Sie war Pionierin auf dem Gebiet: die MH Hannover. Wer sich für den wissenschaftlichen Bereich interessiert, kann dort ein Jahr lang praktische Erfahrungen sammeln. Das FWJ leistet Entscheidungshilfe.

In Deutschland fehlt der Nachwuchs in den MINT-Berufen. Um mehr junge Leute für die Fächer Mathematik, Informatik, Naturwissenschaften und Technik zu interessieren, startete die Medizinische Hochschule Hannover (MHH) im Jahr 2011 auf Projektbasis ein „Freiwilliges Wissenschaftliches Jahr“, kurz FWJ. Später folgten andere Hochschulen wie zum Beispiel die Carl von Ossietzky Universität Oldenburg. Allerdings gibt es das Angebot noch nicht in allen Bundesländern. Analog zum „Freiwilligen Sozialen Jahr“ soll Abiturientinnen und Abiturienten vor Beginn eines Studiums die Möglichkeit gegeben werden, sich in bestimmten Bereichen, die sie interessieren, ausprobieren zu können. Auch Corinna nahm das Angebot der MHH wahr und lernte viel Praktisches, etwa wie Blutproben aufgearbeitet werden. Sie erfuhr aber auch, was es bedeutet, selbstständig zu arbeiten:

„Also hauptsächlich koordiniere ich hier meine eigene Studie. Und Ziel der Studie ist es, anhand von Atemluftproben später Krankheiten diagnostizieren zu können, und da zu so ’ner Studie gehören halt viele Tätigkeiten. Man muss die Probanden erst mal rekrutieren. Wenn sie dann da sind, müssen verschiedene Voruntersuchungen gemacht werden, die wir teilweise übernehmen dürfen, und [wir] müssen hinterher die Akten anfertigen. Das ist so die Hauptaufgabe, die wir hier haben.“

Für ihre eigene Studie brauchte Corinna Probanden, Personen, die bereit waren, sich für Testversuche zur Verfügung zu stellen. Diese musste sie erst einmal anwerben, rekrutieren. Naturwissenschaften waren schon immer Corinnas Steckenpferd. Ihr Abitur machte sie in Physik, Mathe und Chemie.
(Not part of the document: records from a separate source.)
PR #167, opened 2015-09-27
Nuspec for Prism Windows 10 UWP (pre-release) packages

### LINKED ISSUE #158: Prerelease NuGet package for Prism.Windows
I just saw the merged pull request for the UWP demo project, but it's referencing the Prism.Windows stuff directly, not via a NuGet package.

Could you create a prerelease NuGet package for Prism.Windows so we can begin testing as well?

bartlannoeye:
Packages can be tested by adding this feed:
* v2 endpoint https://www.myget.org/F/prismprerelease/api/v2
* v3 endpoint https://www.myget.org/F/prismprerelease/api/v3/index.json

Don't forget to check for **prerelease** packages.

Closes #158


bartlannoeye:
@brianlagunas after reviewing your change on the readme which includes the links to all NuGet packages, I started thinking (it happens ...).

In this PR I've created a new NuGet package for Prism.Unity.Windows dll, but maybe this should be added to the existing Prism.Unity NuGet package (as we're using platform dependent paths in the package anyway). This to prevent a wild-grow of new packages, which will only get worse if we toss in Xamarin Forms and all possible containers. 

The downside is that releases of one of the 3 platforms will increase the version of the Unity package as well. Although for minor versions this shouldn't be much of a problem.

What do you think?

brianlagunas:
Yes, ideally we would use the same Prism.Unity package.  Yeah, I have been trying to think of how we would do the versioning.  I am thinking introducing the 4th version number only on the NuGet packages for those types of releases.  So like 6.0.1.x where the "x" would identify an update in the assemblies in the package.  Or something like that.

briannoyes:
I don't think people really pay attention to a version change that is 4th level deep, not sure if that would just add confusion. I think I would prefer to just have one NuGet that is platform adaptive rather than individual ones per platform, even if that means that people sometimes pull down an updated version that doesn't really change anything for them. We can make it clear in the release notes what it really affects.

bartlannoeye:
Not sure if NuGet will play well with a 4th digit, SemVer 2.0 isn't for [anytime soon](https://github.com/NuGet/Home/issues/1359) either. I'd say use the 3rd digit, as it's major.minor.patch so we aren't doing anything wrong in my eyes.

@brianlagunas if you can add the existing nuspec files, I'll merge them. Or I'll just extract them from the packages when I got time later this week.

brianlagunas:
I think we are going to stick with the v2 format for now.  v3 is just a pain in the ass and doesn't play well with others :).  v2 appears to work just fine with Universal apps, so we should run into any issues.  Has any noticed any issues with using v2 for UWP?

brianlagunas:
Could you update this PR with the changes made to the master?  Then we can start looking at creating the new NuGets for the next minor release of Prism for WPF and the Preview for UWP

bartlannoeye:
Merged, back on track.

briannoyes:
Bart, sorry for taking so long to get to this one. Now it is showing branch conflicts. Could we ask you to update one more time and lets get this puppy merged?

bartlannoeye:
Haha sure.
Maybe I should put some more effort into it, add the other nuspec files as well and merge the Unity (and got Autofac for UWP here local as well) into the correct packages with their respective platforms.

bartlannoeye:
I'll merge this as-is to prevent more conflicts and open a new PR one of the next evenings with the merged NuSpec files with their correct dependencies (and not one per platform).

Doch nach der Schule brauchte sie eine Orientierungsphase. Sie wollte wissen, in welche Richtung es danach genau gehen sollte. Deshalb entschied sie sich für das Freiwillige Wissenschaftliche Jahr. Ihre Zukunft nach Beendigung des einjährigen Praktikums sah sie dann klarer vor sich:

„Ich hab viele verschiedene Leute befragen können über ihren Beruf, was für Aufgaben dazugehören, wie man erst mal es schafft, den Beruf auszuüben, was alles dazugehört. Und ich weiß jetzt auf jeden Fall, dass ich in den Naturwissenschaften bleiben möchte.“

Das Interesse am Freiwilligen Wissenschaftlichen Jahr ist groß. Jedes Jahr bewerben sich hunderte Schulabsolventen aus dem gesamten Bundesgebiet um einen der 80 Plätze. An dem Projekt beteiligen sich neben der Medizinischen Hochschule und dem Fraunhofer Institut etwa auch die Tierärztliche Hochschule oder das Laser Zentrum in Hannover. Wer einen der begehrten Plätze erhält, verdient monatlich 400 Euro und ist sozial- und krankenversichert. Und wer beispielsweise Medizin studieren möchte, kann sichergehen, dass ihm das eine Jahr auf seine mögliche Wartezeit für einen Studienplatz angerechnet wird.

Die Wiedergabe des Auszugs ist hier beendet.